• **The task**:
In the listing below, print exactly the lines between the line holding "- **Sequential loops" and the line holding "## Behavior-change note", inclusive, and no more.

• **Information provided**:
PR #2096, opened 2026-08-29
fix(spreadsheet-swarm): stop running one Agent in several threads (#2045)

### LINKED ISSUE #2045: [BUG][SpreadSheetSwarm][max_loops runs the same Agent object concurrently, racing several threads on one short_memory]
## Summary

With `max_loops > 1`, `SpreadSheetSwarm` puts the **same `Agent` object** into a concurrent executor once per loop. Several threads then call `run()` on one agent, mutating a single `short_memory` at the same time. Results interleave, writes are lost, and output is nondeterministic.

Separately, the "loops" are not iterations: nothing from loop 1 reaches loop 2. They are duplicate concurrent calls.

## Where

`swarms/structs/spreadsheet_swarm.py:312-324`:

```python
agents_to_run = []
tasks_to_run = []

for _ in range(self.max_loops):
    for agent in self.agents:
        agents_to_run.append(agent)
        tasks_to_run.append(task)

# Run all tasks concurrently using the multi_agent_exec function
results = run_agents_with_different_tasks(
    list(zip(agents_to_run, tasks_to_run))
)
```

`run_agents_with_different_tasks` dispatches each pair into a thread pool (`swarms/structs/multi_agent_exec.py`), so with 3 agents and `max_loops=3` there are 9 concurrent calls across only 3 distinct `Agent` instances — 3 threads per agent, sharing its memory.

## Effect

- `short_memory` is appended to from multiple threads with no lock. Messages interleave, so an agent can answer using a sibling thread's task text.
- Identical inputs give different outputs run to run.
- `max_loops` reads like "refine over N iterations" but is "call the same thing N times in parallel, keep them all".

## Suggested fix

Two independent decisions:

1. **Stop sharing the object.** Either run the loops sequentially, or give each slot its own agent (`copy.deepcopy(agent)`), or reset memory per call the way `AuctionSwarm` does (`auction_swarm.py:398-399`, which already carries a comment explaining this exact hazard).
2. **Decide what `max_loops` means.** If it should be iterative refinement, feed loop N-1's output into loop N. If it is genuinely "sample the same task N times", rename it (`samples`/`repeats`) so callers are not misled.

Related per-instance state that is also never reset between `run()` calls: `self.outputs`, `self.tasks_completed`, `self.agent_tasks` (`:91-93`).

Steve-Dusty:
Closes #2045.

`SpreadSheetSwarm._run_tasks` dispatched the **same `Agent` object** into a thread pool once per loop, so with `max_loops > 1` several threads called `run()` on one agent and appended to one `short_memory` with no lock. **Three agents at `max_loops=3` meant nine concurrent calls across three instances — three threads per agent, sharing its memory.**

## Problem

`swarms/structs/spreadsheet_swarm.py:312-324`:

```python
        agents_to_run = []
        tasks_to_run = []

        for _ in range(self.max_loops):
            for agent in self.agents:
                agents_to_run.append(agent)
                tasks_to_run.append(task)

        results = run_agents_with_different_tasks(
            list(zip(agents_to_run, tasks_to_run))
        )
```

`run_agents_with_different_tasks` sends every pair into a thread pool, and the flat list repeats each agent `max_loops` times. Consequences:

- `short_memory` is appended to from several threads at once. Messages interleave, so an agent can answer using a sibling thread's transcript.
- Identical inputs give different outputs run to run.

## Fix

```python
        for _ in range(self.max_loops):
            for agent in self.agents:
                agent.short_memory = agent.short_memory_init()

            results = run_agents_with_different_tasks(
                [(agent, task) for agent in self.agents]
            )

            for agent, result in zip(self.agents, results):
                self._track_output(agent.agent_name, task, result)
```

Loops run one after another; each loop dispatches every agent **exactly once**, so no agent is ever held by two threads. Agents still run concurrently with each other inside a loop, which is the parallelism the structure exists for.

## Design decisions

- **Sequential loops rather than `deepcopy` per slot.** The issue offers three options: sequential loops, a deep copy per slot, or a memory reset. `copy.deepcopy(agent)` on an `Agent` would duplicate its LLM client and any tool objects it holds, which is both expensive and not obviously safe. Sequencing the loops removes the sharing outright and needs no copying.
- **Reset `short_memory` before each loop.** Without it, sequential reuse of one object would carry loop 1's transcript into loop 2 — the loops would silently stop being independent, which is a behavior change nobody asked for. `agent.short_memory = agent.short_memory_init()` is the idiom `auction_swarm.py` already uses for exactly this hazard.
- **Results are zipped against `self.agents`, not re-indexed.** The old code recovered the agent by index into a parallel list; one agent per slot means the pairing is now structural.
- **`max_loops` keeps its current meaning.** The issue also asks whether `max_loops` should be iterative refinement or repeated sampling. This PR does not answer that — it keeps today's meaning (repeated independent sampling) and only removes the race. Changing the semantics, or renaming it to `samples`/`repeats`, is a separate concern and a breaking one.

## Behavior-change note

With `max_loops > 1` a run now takes roughly `max_loops` times as long, because the loops are sequential rather than all in flight at once. That previous wall-clock came from racing a single object's memory, so it was never a real speedup — it was the bug. **Single-loop runs are completely unaffected**: every agent still goes out concurrently, which is the common case and is covered by a test below.

## Files

| File | Change |
|---|---|
| `swarms/structs/spreadsheet_swarm.py` | `_run_tasks` loops sequentially, one dispatch per loop, memory reset per loop |
| `tests/structs/test_spreadsheet.py` | 5 tests appended to the existing file |

## Verification

- **Unit**: 5 tests appended to the existing `tests/structs/test_spreadsheet.py`. No new test file.

  ```
  $ .venv/bin/python -m pytest tests/structs/test_spreadsheet.py -q \
      -k "two_threads or fresh_memory or once_per_loop or own_agent or single_loop"
  5 passed, 23 deselected in 1.96s
  ```

  The concurrency test is not a timing guess: `RecordingAgent.run` increments a lock-guarded counter on entry, records the high-water mark, sleeps 20ms to widen the window, and decrements on exit. The assertion is that every agent's peak concurrency is exactly **1**.

- **The tests fail on the unfixed base.** Same tests against `upstream/master`'s `spreadsheet_swarm.py`: **2 failed, 3 passed**. The two failures are precisely the defect — `test_no_agent_is_run_by_two_threads_at_once` (peak concurrency 3, not 1) and `test_each_loop_starts_from_a_fresh_memory` (loop 2 sees loop 1's task still in memory). The three that pass are the guards showing the working paths are unchanged.

- **The test file**, before and after:

  | | passed | failed |
  |---|---|---|
  | clean `upstream/master` | 20 | 3 |
  | this branch | **25** | 3 |

  The 3 are pre-existing (`test_swarm_save_file_path_generation`, `test_save_to_csv_data`, `test_save_to_csv_appends`) and fail identically on the clean base.

  | | passed | failed | skipped | xfailed | errors |
  |---|---|---|---|---|---|
  | clean `upstream/master` @ `cfc4366d` (git worktree) | 901 | 112 | 23 | 3 | 5 |
  | this branch | **906** | 112 | 23 | 3 | 5 |

  Identical failure and error sets; the +5 is exactly this PR's tests.

- **Lint**: `black --check` clean on both files; `ruff check` with the CI rule set reports no findings on either.

- **Not verified here**: no live-LLM path was exercised. `RecordingAgent` subclasses `Agent` (so the constructor's agent validation passes) and overrides `run` and `short_memory_init` without calling `super().__init__`, so no model is contacted. The threading behaviour under test is `run_agents_with_different_tasks`'s real thread pool, not a stub — only the agent body is fake.

## Note on `_track_output`

Still called from the collecting thread rather than the worker, so `self.outputs` and `self.tasks_completed` are appended from one thread per loop and need no lock. That was already true and is unchanged; the per-run reset of that state between `run()` calls, which the issue lists as related, is left as its own concern.

### DIFF
--- a/swarms/structs/spreadsheet_swarm.py
+++ b/swarms/structs/spreadsheet_swarm.py
@@ -308,25 +308,16 @@ class SpreadSheetSwarm:
         if not self.agents and self.load_path:
             self.load_from_csv()
 
-        # Prepare agents and tasks for concurrent execution
-        agents_to_run = []
-        tasks_to_run = []
-
         for _ in range(self.max_loops):
             for agent in self.agents:
-                agents_to_run.append(agent)
-                tasks_to_run.append(task)
+                agent.short_memory = agent.short_memory_init()
 
-        # Run all tasks concurrently using the multi_agent_exec function
-        results = run_agents_with_different_tasks(
-            list(zip(agents_to_run, tasks_to_run))
-        )
+            results = run_agents_with_different_tasks(
+                [(agent, task) for agent in self.agents]
+            )
 
-        # Process the results
-        for i, result in enumerate(results):
-            agent = agents_to_run[i]
-            task_str = tasks_to_run[i]
-            self._track_output(agent.agent_name, task_str, result)
+            for agent, result in zip(self.agents, results):
+                self._track_output(agent.agent_name, task, result)
 
     def _track_output(self, agent_name: str, task: str, result: str):
         """
--- a/tests/structs/test_spreadsheet.py
+++ b/tests/structs/test_spreadsheet.py
@@ -1,6 +1,8 @@
 import os
 import json
 import csv
+import threading
+import time
 
 import pytest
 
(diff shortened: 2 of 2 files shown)


kyegomez:
Merged — thanks. The fix is right, and the concurrency test is the right way to test it: a lock-guarded live counter with a widened window beats any timing guess, and pinning peak concurrency at exactly 1 per agent says precisely what the fix guarantees. Rejecting `deepcopy(agent)` was also the correct call.

Two pieces of follow-up.

**1. `run_from_config` has the identical race and was not touched.** `spreadsheet_swarm.py:202-212` still appends the same `Agent` object `max_loops` times into one flat pair list before dispatching it to the thread pool. It is reached from `_run` whenever `task is None and self.agent_tasks` — the CSV-loaded, per-agent-task mode, which is the mode this structure is named for. Filed as #2115 with a suggested patch; the `if task:` guard there means it cannot simply zip against `self.agents` the way `_run_tasks` now does, so it needs slightly different handling.

When a PR fixes a bug that appears more than once in the same file, please either fix every instance or name the ones you are leaving. The PR body scoped out the `max_loops` semantics question explicitly, which was the right instinct — the second call site deserved the same treatment.

**2. "Single-loop runs are completely unaffected" is overstated.** The memory reset now runs on every loop including the first, so at `max_loops=1` two things do change: an agent pre-seeded with context before being handed to the swarm has it wiped, and a second `swarm.run()` on the same instance no longer inherits the first run's transcript. Both are arguably improvements and neither is likely to bite anyone — but that sentence is what a reviewer skims to decide the change is safe, so it should describe what the code does rather than what the fix was aiming at.

One small thing: `RecordingAgent` subclasses `Agent` on the grounds that "the constructor's agent validation passes." There is no such validation — `SpreadSheetSwarm` is a plain class and `reliability_check` only tests `if not self.agents`. Harmless, but it couples the test to `Agent` for no reason; a plain object would do.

• **Solved problem**:
- **Sequential loops rather than `deepcopy` per slot.** The issue offers three options: sequential loops, a deep copy per slot, or a memory reset. `copy.deepcopy(agent)` on an `Agent` would duplicate its LLM client and any tool objects it holds, which is both expensive and not obviously safe. Sequencing the loops removes the sharing outright and needs no copying.
- **Reset `short_memory` before each loop.** Without it, sequential reuse of one object would carry loop 1's transcript into loop 2 — the loops would silently stop being independent, which is a behavior change nobody asked for. `agent.short_memory = agent.short_memory_init()` is the idiom `auction_swarm.py` already uses for exactly this hazard.
- **Results are zipped against `self.agents`, not re-indexed.** The old code recovered the agent by index into a parallel list; one agent per slot means the pairing is now structural.
- **`max_loops` keeps its current meaning.** The issue also asks whether `max_loops` should be iterative refinement or repeated sampling. This PR does not answer that — it keeps today's meaning (repeated independent sampling) and only removes the race. Changing the semantics, or renaming it to `samples`/`repeats`, is a separate concern and a breaking one.

## Behavior-change note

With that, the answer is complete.